La mejor técnica para diagnosticar el cáncer de cuello uterino es el frotis de Papanicolau, que recibe este nombre de su descubridor George N. Papanicolau. En esta sencilla prueba, se obtienen células del epitelio cervical con una torunda de algodón o una espátula especial de madera, que se examinan al microscopio en busca de lesiones celulares precancerosas o signos de malignidad.
Si el frotis de Papanicolau revela anomalías del epitelio, se recomienda realizar una biopsia cervical bajo control colposcópico (colposcopia). En esta técnica, que puede llevarse a cabo de forma ambulatoria, se utiliza un instrumento parecido a un microscopio, llamado colposcopio, que facilita al médico una visión ampliada de la vagina y de la superficie cervical. Si se detecta cualquier tejido anómalo o sospechoso se obtienen muestras para su análisis (biopsias) utilizando unas pequeñas pinzas. Si al examinar las muestras al microscopio estas revelan la presencia de lesiones cancerosas o precancerosas, se realiza bajo anestesia general una biopsia más extensa, llamada biopsia cónica (conización), para establecer un diagnóstico definitivo.
En la mayoría de las mujeres se recomienda realizar un frotis de Papanicolau anual poco después de iniciar la etapa de actividad sexual. En las mujeres con frotis consecutivos normales en las que además el riesgo de cáncer de cuello uterino es menor, como es el caso de aquellas que no tienen actividad sexual o en las que se ha efectuado una histerectomía, el médico puede decidir realizar frotis de Papanicolau cada dos o tres años.

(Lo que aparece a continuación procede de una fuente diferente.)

PR #1433, opened 2025-09-03
Fix blend mode in ms edge

cdrini:
Fix Edge tts/translations blending when they shouldn't.


cdrini:
Auto-merging; small mostly CSS-only change.

PR #1435, opened 2025-09-08
Fix header footer paragraphs from being read aloud

schu96:
Checks for `x-role="ocr-role-header-footer"` from text selection's djvuXML and assigns new class to translation paragraphs to prevent headers/footers from being assigned a PageChunk for ReadAloud functionality.


cdrini (approved):
Woohoo works like a charm!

Desafortunadamente, un número significativo de mujeres, en especial aquellas que pertenecen a grupos socioeconómicos desfavorecidos o cuya edad supera los 60 años, no se realizan frotis de Papanicolau de forma regular. En un estudio se señaló que de 481 mujeres diagnosticadas de cáncer de cuello uterino avanzado, más del 28% nunca se habían realizado un frotis de Papanicolau, casi un 33% no se había realizado ninguno durante al menos los cinco años previos al diagnóstico y un 15% no regresó para hacer un seguimiento después de un frotis anómalo o no concluyente.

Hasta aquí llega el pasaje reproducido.